Quel est le point de départ de Mme Zhor Sebti ?

Je suis née à Fès, en 1928, au milieu d’une famille bourgeoise. A l’âge de 8 ans, nous avons quitté la médina pour Fès ville nouvelle. Mon père, Hajj Omar, nourrissait l’ambition de me voir étudier. C’est en allant voir le directeur de l’instruction publique à Rabat que j’ai pu m’inscrire à la première école pour filles de notables. A cet instant, j’intégrais l’école où j’appris le crochet, le tricot et l’arabe. A mon arrivée, j’attisais la curiosité de mes camarades, l’enseignement jusque là n’était réservé qu’aux garçons, j’étais la première fille inscrite à l’école. Source de réflexion sans cesse renouvelée, l’enseignement sollicitait tout mon intérêt. Devant le regard curieux de la petite fille que j’étais, le directeur et son épouse s’étonnaient et mettaient à ma disposition tout leur savoir. A l’âge de 12 ans, j’obtenais mon certificat d’études et occupais dès lors les bancs de l’école française. J’ai pris goût à la littérature, une passion qui ne m’a jamais quittée et qui a très tôt éveillé en moi le rôle structurant de l’éducation dans l’émancipation de la femme.

 

Quel a été votre rapport à l’éducation ?

J’ai été élevée par deux pères. Mon oncle, n’ayant pas eu d’enfants, était une figure structurante pour moi. Lui et mon père avaient investi les hautes sphères de la politique, profondément sensibles à la cause nationaliste. Mes pères étaient des voyageurs, qui, de retour en eux mêmes, déployaient les routes du savoir qu’ils avaient pu acquérir en privilégiant l’éducation de leurs filles. Ils ont voulu faire évoluer leurs femmes et leurs filles par l’enseignement, une préoccupation prioritaire, affirmant par là même leur choix de société. Ainsi, je faisais partie d’un noyau de petites filles qui ont pu, grâce à des pères évolués, fréquenter l’école française. Leurs positions, sans aucun doute avant-gardistes pour l’époque, différaient de celles des femmes de la famille, convaincues de l’indéfectible permanence du statut ancestral de la femme, mise à l’écart de la vie sociale et condamnée à la sphère domestique de fait. Ma grand-mère, mes tantes et ma mère m’ont refusé l’accès à l’école mixte. Ma sœur, pourtant déjà mariée et de 8 ans mon ainée, s’est aussi vu refuser l’accès au lycée. Il s’agit en réalité d’une problématique globale d’ordre sociétal qui a, plus tard, mené à la régression tragique de la condition féminine.

 

Quelles ont été vos influences ?

Mon père était commerçant et parcourait les grandes routes commerciales, à la découverte du monde. C’est au Japon, en 1938, qu’il fit la connaissance de celui que l’on me désignera comme époux, mon cousin germain. Envoyé au pays du Levant afin d’assurer la gestion des importations de tissus de l’entreprise familiale, il y resta 7 ans. C’est ainsi que je me retrouvais fiancée, à l’âge de 10 ans. Les alliances familiales étaient d’abord l’affaire des aînés. Une décision soutenue par mon oncle, décidé à me garder près de lui. C’est par lui que j’apprenais que je me mariais. Naturellement, leur parole n’était pas à contester, c’est ainsi que 6 ans plus tard, je donnais naissance à mon premier enfant. Bien que je sois née 10 ans trop tôt, j’ai pu évoluer aux côtés d’un homme admirable qui voulait ce qu’il y avait de meilleur pour moi.

 

Quel a été l’élément déclencheur de votre prise de conscience par rapport au devoir d’autonomisation de la femme ?

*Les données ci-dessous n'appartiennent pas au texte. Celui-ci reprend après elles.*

PR #29, opened 2024-08-22
✨Deepsparse Backend implementation

parfeniukink:
### Summary

The Deepsparse Backend interface is implemented.
- Optional dependency is specified in `pyproject.toml` file
- Some `ruff` errors are suppressed
- `DeepsparseBackend` gets configurations from CLI, environment or defaults
- `settings.py::DeepsparseSettings` includes all the settings
- `tests/unit/backend/deepsparse.py` includes unit tests
    - `TestTextGenerationPipeline` mocks the `deepsparse.pipeline.Pipeline`
    - tests are skipped if the Python version is not in a range between Python3.8 and Python3.11 (including).

### Usage

This is an example of a command you can use in your terminal:
* `--data=openai_humaneval`: determines the dataset
* `--model=/local/path/my_model`: determines the local path to the model object. If not specified - the env variable will be used.
```sh
python -m src.guidellm.main --data=openai_humaneval --max-requests=1 --max-seconds=20 --rate-type=constant --rate=1.0 --backend=deepsparse --model=/local-path
```
#### Environment configuration
The model could also be set with `GUIDELLM__LLM_MODEL`. If the **_CLI value_** or **_environment variable_** is not set, then the default will be used. Currently, the default model is: `mistralai/Mistral-7B-Instruct-v0.3`.


src/guidellm/backend/deepsparse/backend.py
```diff
@@ -15,11 +17,30 @@ class DeepsparseBackend(Backend):
...
+    def _get_model(self, model_from_cli: Optional[str] = None) -> str:
+        """Provides the model by the next priority list:
+        1. from function argument (comes from CLI)
+        1. from environment variable
+        2. `self.default_model` from `self.available_models`
+        """
+
+        if model_from_cli is not None:
+            return model_from_cli
+        elif settings.deepsprase.model is not None:
```
mgoin: deepsprase should be deepsparse in a few places

src/guidellm/backend/deepsparse/backend.py
```diff
@@ -1,10 +1,12 @@
-from typing import Any, AsyncGenerator, List, Optional
+import os
+from typing import Any, AsyncGenerator, Dict, List, Optional
 
-from deepsparse import Pipeline
+from deepsparse import Pipeline, TextGeneration
```
mgoin: Does this mean deepsparse is a dep of guidellm? We should keep it optional at most IMO, so could this be in a try catch with an informational message to install?

parfeniukink: @mgoin Could you please check [this file](https://github.com/neuralmagic/guidellm/pull/29/files#diff-86e6dcc39e1c774e18c8e3a99a1e7c7f63399a786842ca8a6b2cba48e2c270aa)? Is it kind of a validation you are talking about?

parfeniukink: So, since the `backend/deepsparse/__init__.py` exists we determine it as a module so before you reach the `deepsparse/backend.py` you are going to run such a validation.

Also, all the imports are like `from guidellm.backend import Backend, BackendEngine` but if you need the deepsparse just `from .guidellm.backend.deepsparse import DeepsparseBackend` which runs this validation.

Also the `deepsparse` is an optional dependency. At least [it is in optional section](https://github.com/neuralmagic/guidellm/pull/29/files#diff-50c86b7ed8ac2cf95bd48334961bf0530cdc77b5a56f852c5c61b89d735fd711)

src/guidellm/backend/deepsparse/backend.py
parfeniukink: Oh, nice catch. Thanks!

PR #46, opened 2024-09-04
Add summary metrics to saved json file

anmarques:
At the end of the run GuideLLM will print summary metrics that are computed from the raw results, but these are not currently saved anywhere.

This PR adds these metrics as serializable properties of the `TextGenerationBenchmark` class. Most of the metrics are already declared as properties, but are not serializable. Adding the `@computed_field` decorator is enough in these cases. Other properties were added to complete the list.

### DIFF
--- a/src/guidellm/core/report.py
+++ b/src/guidellm/core/report.py
@@ -147,19 +147,15 @@ def _create_benchmark_report_data_tokens_summary(
     for benchmark in report.benchmarks_sorted:
         table.add_row(
             _benchmark_rate_id(benchmark),
-            f"{benchmark.prompt_token_distribution.mean:.2f}",
+            f"{benchmark.prompt_token:.2f}",
             ", ".join(
                 f"{percentile:.1f}"
-                for percentile in benchmark.prompt_token_distribution.percentiles(
-                    [1, 5, 50, 95, 99]
-                )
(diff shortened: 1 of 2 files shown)


EricAntidot:
This is a nice addition we are expecting this to be merged.

EricAntidot:
@anmarques In order to calm down the mypy check you should add `# type: ignore[misc]` to the `@computed_field` annotation line.
cf: https://github.com/python/mypy/issues/1362
or pydantic doc as well: https://docs.pydantic.dev/2.0/usage/computed_fields/

anmarques:
> @anmarques In order to calm down the mypy check you should add `# type: ignore[misc]` to the `@computed_field` annotation line. cf: [python/mypy#1362](https://github.com/python/mypy/issues/1362) or pydantic doc as well: https://docs.pydantic.dev/2.0/usage/computed_fields/

Thanks for the tip!

rgreenberg1 (approved):
LGTM, thanks Alex!

mgoin (approved):
Thanks Alex! Could you add a short example to the readme how to get the summary metrics from the json file, hopefully in csv format?

anmarques:
I don't have instructions to convert to csv readily available. Will look into it in a following PR. Will land this one to unblock anyone needing the information saved.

Quelques mois après la naissance de mon premier fils, je partais à la découverte de l’Europe, en compagnie de mon époux. Je le suivais dans ses affaires, nous empruntions la route des commerçants de tissu. Nous sommes allés à Lyon, en Allemagne et en Autriche. C’est en 1946 que je prenais connaissance, à Lyon, d’une condition féminine nouvelle : la femme était en effet représentée dans l’ensemble des secteurs d’activité. Dans les milieux de la coiffure, du commerce, des affaires ou encore dans le milieu médical, bref, la femme active incarnait un élément clé de la société. De là, j’étais à même de saisir l’ensemble des perspectives qui s’offraient à la femme indépendante. A mon retour, je ne pus m’empêcher d’envisager ce modèle là pour les femmes marocaines. En même temps, je rencontrais Lalla Aïcha, fille aînée de son altesse feu le roi Mohammed V, profondément impliqué dans la cause féminine. Insistant sur le rôle fondamental de l’instruction, il avait donné à ses filles une éducation exemplaire.

 

Quelle position par rapport à l’identité de la femme marocaine ?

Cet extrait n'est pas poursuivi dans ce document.